● **Aim of the task**
The entries below should be transcribed exactly, every one of them.

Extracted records
# # # # # # #

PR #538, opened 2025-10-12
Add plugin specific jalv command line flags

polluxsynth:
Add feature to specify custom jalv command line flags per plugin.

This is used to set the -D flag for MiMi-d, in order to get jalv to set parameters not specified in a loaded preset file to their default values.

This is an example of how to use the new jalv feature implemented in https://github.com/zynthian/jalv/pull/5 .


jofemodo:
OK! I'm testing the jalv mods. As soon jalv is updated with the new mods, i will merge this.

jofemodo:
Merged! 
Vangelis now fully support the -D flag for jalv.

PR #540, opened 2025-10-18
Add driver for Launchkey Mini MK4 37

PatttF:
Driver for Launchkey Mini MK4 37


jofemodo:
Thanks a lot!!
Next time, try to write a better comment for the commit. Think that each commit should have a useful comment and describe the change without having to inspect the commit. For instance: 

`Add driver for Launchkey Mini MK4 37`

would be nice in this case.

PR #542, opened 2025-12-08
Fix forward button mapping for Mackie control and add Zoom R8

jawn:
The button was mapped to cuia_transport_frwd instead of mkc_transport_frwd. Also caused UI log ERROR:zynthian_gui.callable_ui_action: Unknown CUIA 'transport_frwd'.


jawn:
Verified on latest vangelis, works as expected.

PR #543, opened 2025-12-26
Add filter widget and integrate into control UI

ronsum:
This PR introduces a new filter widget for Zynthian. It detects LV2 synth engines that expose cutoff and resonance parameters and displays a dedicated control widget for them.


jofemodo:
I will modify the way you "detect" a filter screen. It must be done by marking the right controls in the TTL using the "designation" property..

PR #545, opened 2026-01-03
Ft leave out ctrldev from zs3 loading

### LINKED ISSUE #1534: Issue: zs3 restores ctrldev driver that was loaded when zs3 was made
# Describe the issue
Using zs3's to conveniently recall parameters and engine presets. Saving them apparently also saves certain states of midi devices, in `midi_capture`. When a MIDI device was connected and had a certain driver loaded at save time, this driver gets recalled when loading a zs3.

# # # # # # #

● **Worked solution**
PR #538, opened 2025-10-12
Add plugin specific jalv command line flags

polluxsynth:
Add feature to specify custom jalv command line flags per plugin.

This is used to set the -D flag for MiMi-d, in order to get jalv to set parameters not specified in a loaded preset file to their default values.

This is an example of how to use the new jalv feature implemented in https://github.com/zynthian/jalv/pull/5 .


jofemodo:
OK! I'm testing the jalv mods. As soon jalv is updated with the new mods, i will merge this.

jofemodo:
Merged! 
Vangelis now fully support the -D flag for jalv.

PR #540, opened 2025-10-18
Add driver for Launchkey Mini MK4 37

PatttF:
Driver for Launchkey Mini MK4 37


jofemodo:
Thanks a lot!!
Next time, try to write a better comment for the commit. Think that each commit should have a useful comment and describe the change without having to inspect the commit. For instance: 

`Add driver for Launchkey Mini MK4 37`

would be nice in this case.

PR #542, opened 2025-12-08
Fix forward button mapping for Mackie control and add Zoom R8

jawn:
The button was mapped to cuia_transport_frwd instead of mkc_transport_frwd. Also caused UI log ERROR:zynthian_gui.callable_ui_action: Unknown CUIA 'transport_frwd'.


jawn:
Verified on latest vangelis, works as expected.

PR #543, opened 2025-12-26
Add filter widget and integrate into control UI

ronsum:
This PR introduces a new filter widget for Zynthian. It detects LV2 synth engines that expose cutoff and resonance parameters and displays a dedicated control widget for them.


jofemodo:
I will modify the way you "detect" a filter screen. It must be done by marking the right controls in the TTL using the "designation" property..

PR #545, opened 2026-01-03
Ft leave out ctrldev from zs3 loading

### LINKED ISSUE #1534: Issue: zs3 restores ctrldev driver that was loaded when zs3 was made
# Describe the issue
Using zs3's to conveniently recall parameters and engine presets. Saving them apparently also saves certain states of midi devices, in `midi_capture`. When a MIDI device was connected and had a certain driver loaded at save time, this driver gets recalled when loading a zs3.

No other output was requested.